# 2012 Keystone Raptor 300Mp Toyhauler $43,000



## Joonbee (Jan 18, 2008)

Hey guys, havne't been around in awhile, alot of work this year and did get in a bit of camping, but we are making some drastic, SHORT TERM changes.

We do love the camper, but are gonna take advantage of the deal we got and pass it on to someone else. As I have seen others on here do it and really got the idea. We are gonna downsize for a few years or maybe even take a year off and squirrel some money away. Right now we have a lot of really nice things and a little bit of money put away. We have decided we would be much happier right now with a lot more money put away and few nice things. And when we come back we will probably go bigger. Right Clarke, it's either that or go home.

Contact me with any questions or pictures of anything specific and I could help arrange delivery to the locals. I have been told on good auhority that the fair market for this trailer is in the mid $40k range, so I am looking to get $43,000, which would pretty much just pay it off and give us a little start to our squirreling away.

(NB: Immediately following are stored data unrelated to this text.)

PR #840, opened 2026-09-10
Store short Python strings inline

art049:
## Changes

Store short Python string contents inline with `CompactString`, already present in the dependency graph.
The inline capacity is 24 UTF-8 bytes on 64-bit targets and 12 on 32-bit targets.
Non-interned strings keep their heap IDs, cached hashes and transparent string serialization.

Convert borrowed and owned inputs directly to compact storage, and encode non-ASCII characters through a stack buffer instead of a temporary `String`.
Generalize the existing `HeapRead` dereference projection so string methods can borrow either inline or allocated contents without copying.
No new unsafe code.

Add snapshot coverage across both inline boundaries, including Unicode, NULs, aliases and dictionary keys.
Also document why `create_page` intentionally returns a `Box`, satisfying the current Clippy lint without changing page allocation.
Use `Duration::from_mins(10)` for the existing 600-second pool test interval to satisfy another current Clippy lint.

## Performance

Yes, if you are wondering the truck may go as well, but that would be after the camper goes or I would make someone a deal on the package.

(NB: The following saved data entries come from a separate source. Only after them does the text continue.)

PR #842, opened 2026-09-10
Binascii and base64 resource limits checks

rewitt94:
Neither module read the clock or checked a size, so a conversion scanned its whole buffer inside one bytecode instruction — killing the worker rather than raising `TimeoutError`, or exiting the process rather than returning `MemoryError`.

Three kinds of check:

- **Clock polls**, on a 4KiB window so the inner loop keeps its unrolling. Quoted-printable can't be windowed and keeps a per-step test.
- **Size preflights** before allocating: the format's own ratio, or an exact count where a ratio would be wrong. Shrinking conversions need none.
- **Exact reservations** at the size preflighted, appended bytes included — a `Vec` that outgrows its reservation doubles.

Four needed care:

- **`a85decode`** expands, since `z` is a whole zero word, so it counts digits exactly.
- **`b2a_qp`** is sized from what escapes; a flat 3.125 bytes/byte bound rejects plain text.
- **`b2a_base64`** and **`a85encode(adobe=True)`** append to a buffer already filled to the byte, and reserve that too.

### Performance against main
- twelve of sixteen conversions are level 
- `unhexlify` is faster due to removing `collect` at the end of hex_decode.
- `b2a_qp`, `a85decode`, `a2b_qp` all slow - `b2a_qp`, `a85decode` slow from measuring the output before writing it & `a2b_qp` from a per-step clock test it can't window

https://claude.ai/code/session_01Nqjsa2ia5yP6ejfDWqx9WC

---
## Summary by cubic
The `binascii` and `base64` conversions now enforce resource limits while running, so an oversized input raises `TimeoutError` or `MemoryError` instead of killing the worker. Previously both modules skipped clock and memory checks, letting a conversion scan its whole buffer inside one bytecode instruction.

- Clock polls run per 4KiB window; `b2a_qp` and `a2b_qp` poll per step because a soft break can consume a whole line at once.
- Expanding conversions preflight output size before allocating: `a85decode` counts digits exactly (a `z` is a whole zero word), `b2a_qp` counts what escapes, and `b2a_base64` / `a85encode(adobe=True)` reserve the bytes they append.
- Twelve of sixteen conversions stay at parity; `unhexlify` is faster from dropping the trailing `collect`; `b2a_qp`, `a85decode`, and `a2b_qp` are slower.

<sup>Written for commit 7a224aef14ca4793ca79f798a3baaf874e53c911. Summary will update on new commits.</sup>

<a href="https://cubic.dev/pr/pydantic/monty/pull/842?utm_source=github" target="_blank" rel="noopener noreferrer" data-no-image-dialog="true"><picture><source media="(prefers-color-scheme: dark)" srcset="https://www.cubic.dev/buttons/review-in-cubic-dark.svg"><source media="(prefers-color-scheme: light)" srcset="https://www.cubic.dev/buttons/review-in-cubic-light.svg">Review in cubic</picture></a>

### DIFF
--- a/crates/monty-runtime/tests/subprocess.rs
+++ b/crates/monty-runtime/tests/subprocess.rs
@@ -1199,6 +1199,106 @@ fn loading_a_dump_applies_its_own_memory_limit() {
     );
 }
 
+/// Every `binascii`/`base64` conversion whose output is larger than its input
+/// can be handed a buffer that fits under the soft limit and encodes to one
+/// that clears the allocator's hard ceiling, which kills the worker rather
+/// than raising. Each preflights its output, so the session survives.
+///
+/// The sizes matter: the input must fit under the soft limit while the
+/// expansion clears soft + `BASE_HEADROOM`, which needs a limit above 2 MiB.
+/// `a85decode` is here rather than among the decoders because Ascii85's `z`
+/// stands for a whole zero word, so a buffer of them quadruples.
+#[test]
+fn expanding_codecs_fail_softly() {
+    const LIMIT: u64 = 8 * 1024 * 1024;
+    // smallest expansion here is base64's 4/3, so 5 MB covers every case
+    const SETUP: &str = "import binascii, base64\nsrc = {FILL} * 5_000_000\n";
+    let cases = [
+        ("b'\\xff'", "binascii.hexlify(src)"),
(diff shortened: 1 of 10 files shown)


davidhewitt (commented):
I would like to remove clock poll from native loops (where possible) and rely on grace; can remove those from here and just have the preflight checks.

I know there will be some oohs and aahhhs and some REALLY?? are you kidding??, but you love that trailer. We do, but this is a good thing and we are happy to pass on the savings to someone else and come back stronger than we left.

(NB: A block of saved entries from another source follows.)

PR #851, opened 2026-09-12
os module: host-mediated process & identity calls (system, uname, getcwd, cpu_count, getpid)

### LINKED ISSUE #850: os module: host-mediated process & identity calls (system, uname, getcwd, cpu_count, getpid)
Five `os` functions would follow the exact pattern `os.getenv`/`os.environ` already use: the sandbox suspends with a typed `OsFunctionCall`, and the host decides what the answer is.

| Function | Host answer |
|---|---|
| `os.system(command)` | the exit-status int the sandbox should observe |
| `os.uname()` | a 5-field named tuple (sysname, nodename, release, version, machine) |
| `os.getcwd()` | a str |
| `os.cpu_count()` / `os.getpid()` | ints |

**Why**: monty's documented `os` subset omits the process/identity family entirely (limitations/os.md lists `os.system`, `os.getcwd`, `os.uname`, `os.cpu_count`, `os.getpid` under not-implemented), so `import os; os.system("ls")` dies with `AttributeError` before any host policy can apply — while the neighboring filesystem calls (`listdir`, `stat`, `environ`) are already host-mediated os-calls. There's no host-side alternative: `external_lookup` resolves undefined *names*, not module *attributes*, and the sandbox's `os` module is compiled into the worker binary.

**Security**: unchanged. The interpreter performs zero I/O — `os.system` hands the command string to the host and nothing is ever executed by monty itself; that's the same trust model as `Path.write_text`. With no handler, the standard no-handler error applies (current behavior is unchanged for anyone who opts out).

**Details**:
- CPython-exact error wording, including the `posix.` prefix quirk (`posix.uname() takes no arguments (1 given)`) — dual-run test cases
- `os.uname()` returns a named tuple with attribute + index access; repr divergence (`uname_result(...)` vs `posix.uname_result(...)`) matches the existing `StatResult(...)` precedent
- `os.system` accepts str/bytes/PathLike like CPython (bytes decode lossily; documented)
- additive `OsCall` oneof arms (proto tags 25–29); snapshots stay compatible, no dump-version bump

Happy to send the PR.

strawgate:
Closes #850.

Five `os`-module functions that suspend as host-mediated `OsFunctionCall`s, following the exact pattern of `os.getenv`/`os.environ`:

| Function | Host answer |
|---|---|
| `os.system(command)` | the exit-status int the sandbox should observe |
| `os.uname()` | a 5-field named tuple (sysname, nodename, release, version, machine) |
| `os.getcwd()` | a str |
| `os.cpu_count()` / `os.getpid()` | ints |

**The interpreter performs zero I/O** — `os.system` hands the command string to the host and nothing is ever executed by monty itself; the same trust model as `Path.write_text`. With no handler, the standard no-handler error applies, so current behavior is unchanged for anyone who opts out.

Details:
- CPython-exact error wording, including the `posix.` prefix quirk (`posix.uname() takes no arguments (1 given)`) — dual-run test cases pin every message
- `os.uname()` returns a named tuple with attribute + index access; repr diverges like the existing `StatResult(...)` precedent, recorded in limitations/os.md
- `os.system` accepts str/bytes/PathLike (bytes decode lossily; documented)
- additive `OsCall` oneof arms (proto tags 25–29); static-strings fingerprint updated, no dump-version bump
- telemetry spans/metrics for the new calls; the fs/ dispatcher rejects them (no path) so they fall through mounts to the `os` handler like every non-FS call

Follow-ups kept out of this PR: `os.popen` (the capture channel), `os.chdir` + cwd state, the `os.getuid`/`getgid` family.

---
## Summary by cubic
Adds host-mediated `os.system`, `os.uname`, `os.cpu_count`, and `os.getpid`: calls that previously errored now suspend as typed `OsFunctionCall`s and the host supplies the result. `os.getcwd` stays deferred to #828 so the VM can own its working directory; closes #850.

**New Features**
- `os.system` passes `str`, `bytes`, or `os.PathLike` commands to the host, never executing anything itself; the VM's working directory rides along as a kw-only arg.
- `os.uname` returns an attribute- and index-accessible `uname_result`; the other calls return host-provided values.
- Without an `os=` handler these calls error, so `os.system` cannot report a fake success.
- Unknown `OsCall` variants from newer children surface as `os.unknown` and degrade to that no-handler error instead of terminating the session.
- Error wordings match CPython, including the `posix.` prefix on arity errors and `os.system`'s bad-type message.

Here is the link to the ebay classified add that has alot of pictures. Please contact me via email with any questions or for more specific info and please spread the word.

2012 Raptor 300MP on ebay
Thanks, Jim


----------



## gzaleski (Aug 29, 2009)

Good luck on the sale and the future!


----------



## CamperAndy (Aug 26, 2004)

Are you selling the truck with the trailer at that price?


----------



## Joonbee (Jan 18, 2008)

CamperAndy said:


> Are you selling the truck with the trailer at that price?


Nope, but the truck is going as well, but that would be after the trailer sells. In case I would need to move it around or help with delivery.

I would sell the package for around $60k.

Jim


----------



## CamperAndy (Aug 26, 2004)

Good to know.


----------



## Joonbee (Jan 18, 2008)

Figured I would bump this up. Spread the word, please. She is all buttoned up for the winter and has been winterized, ready for anew owner.

The ebay link in the OP shows the listing has ended, but I relist it every week, so the camper and truck are still available. I do have a little wiggle room if anyone is on the fence, but I haven't seen any other tandem axle toyhaulers in this year and condition for even close to this price.

Jim


----------



## Joonbee (Jan 18, 2008)

Hey gang,

Here is the link to the "official" paid listing on RV Registry and they say they sell them on average in 8 weeks, we shall see. FINGERS CROSSED.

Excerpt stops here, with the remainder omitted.